# Bent Frame on '06 Frontier...please help!



## kmw220 (Nov 29, 2007)

So a couple weeks ago some idiot rear-ended me. He was going really fast and hit me hard (his chevy concord was totaled). My rear bumper was bent down almost 90 degrees. The guy had some crappy state insurance so I felt it was better to get it fixed through my insurance (Progressive). I went through their service center where they use their mechanics to fix it.

So it turns out that my frame was slightly bent in the rear. I initially talked to the mechanic and he said they 'might' be able to fix it or they would have to replace the frame. He recently called and said they were able to round-table the frame and fix it. What does that mean exactly? They weld metal angles to it?

I am really worried that my truck will never be the same. It was a 06 Frontier SE 4x4 and I loved it. Should I be worried????

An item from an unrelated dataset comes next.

PR #26805, opened 2026-04-02
repl: mkdir temp folder before chdir to avoid startup failure

### LINKED ISSUE #26804: repl: mkdir temp folder before chdir to avoid startup failure
## Description

The V REPL fails on startup when the temp directory does not exist yet, printing:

Please help me!!!! any information is very much appreciated

Thanks!


----------



## boogyman (Jan 24, 2005)

First you should have had his insurance pay for the damage. I hope there was a accident report. As for the fix, it is probably just the name of the frame straightener they used. The work should be warrantee'd, so if there are still problems, the frame will more than likely have to be replaced.


----------



## kmw220 (Nov 29, 2007)

boogyman said:


> First you should have had his insurance pay for the damage. I hope there was a accident report. As for the fix, it is probably just the name of the frame straightener they used. The work should be warrantee'd, so if there are still problems, the frame will more than likely have to be replaced.


Thanks for the reply.

His insurance is paying for the damages. I just had the work done through mine because he has state funded insurance which is for people who can't get it through a regular place. I just didn't trust his insurance company

The work is guaranteed for life. So when I get my truck back I guess I should just drive it around to make sure its fine and hope for the best


----------



## azrocketman (Oct 5, 2005)

The truck will never be the same. All of the components took a pretty good shock from the impact. Even if there is no visual damage their life may have been shortened. Any future problem or part failure will be blamed on the accident whether the accident really caused it or not. If it were mine and the financial hit was not too bad I'd trade it on an '07 or '08.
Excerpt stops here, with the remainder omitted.